- [ASSIGNED TASK]: Using the listing below, copy every line that mentions "time".

- [TASK MATERIAL]:
PR #340, opened 2025-09-12
lvbs: Move max cpus and VTL1 memory parsing to one time during boot

tgopinath-microsoft:
Parse command line and bootparams to extract maximum possible cpus and the VTL1 memory ranges once during initial boot and store them. Use these values from then on. This will later allow boot page to be used as regular memory. It also paves way to use the max cpus to dynamically allocate per cpu memory and to support different memory ranges for VTL1.

### DIFF
--- a/litebox_platform_lvbs/src/host/bootparam.rs
+++ b/litebox_platform_lvbs/src/host/bootparam.rs
@@ -8,6 +8,7 @@ use crate::{
 };
 use core::ffi::{CStr, c_char};
 use num_enum::TryFromPrimitive;
+use spin::Once;
 
 // This module defines a simplified Linux boot params structure
 // (based on arch/x86/include/uapi/asm/bootparam.h and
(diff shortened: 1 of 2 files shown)


sangho2:
Thanks @tgopinath-microsoft!

It is recommended to run `cargo fmt` and `cargo clippy` to maintain code style and minimize potential bugs.

I have a question regarding the VTL1 memory range. While it is understood that the number of CPUs can dynamically change  due to hot plugging, should dynamic changes to the VTL1 memory range be supported without requiring a reboot? If a reboot remains required, the use of `Once` might be more appropriate than `Atomic`.

tgopinath-microsoft:
@sangho2 I will run cargo clippy. My first time dealing with a rust code base and so you will hve to be patient while I learn.
So no memory range should not change throught the lifecycle of the boot., Neither should the possible cpus (this is the absolute max that can be supported this boot). I did try using once_cell apis but with my limited understanding it requires dynamic allocation of memory and this code is so early on in the boot that dynamic allocation is not possible. Can once_ be used with static memory

sangho2:
@tgopinath-microsoft  I also had and still have issues with `cargo clippy` :) 

Our IDT does use `spin::Once` for static memory.

https://github.com/microsoft/litebox/blob/c62aef46043b48fcb893777705d5bfb03add3283/litebox_platform_lvbs/src/arch/x86/interrupts.rs#L13-L37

- [SOLUTION FOR THIS EXERCISE]:
lvbs: Move max cpus and VTL1 memory parsing to one time during boot
@sangho2 I will run cargo clippy. My first time dealing with a rust code base and so you will hve to be patient while I learn.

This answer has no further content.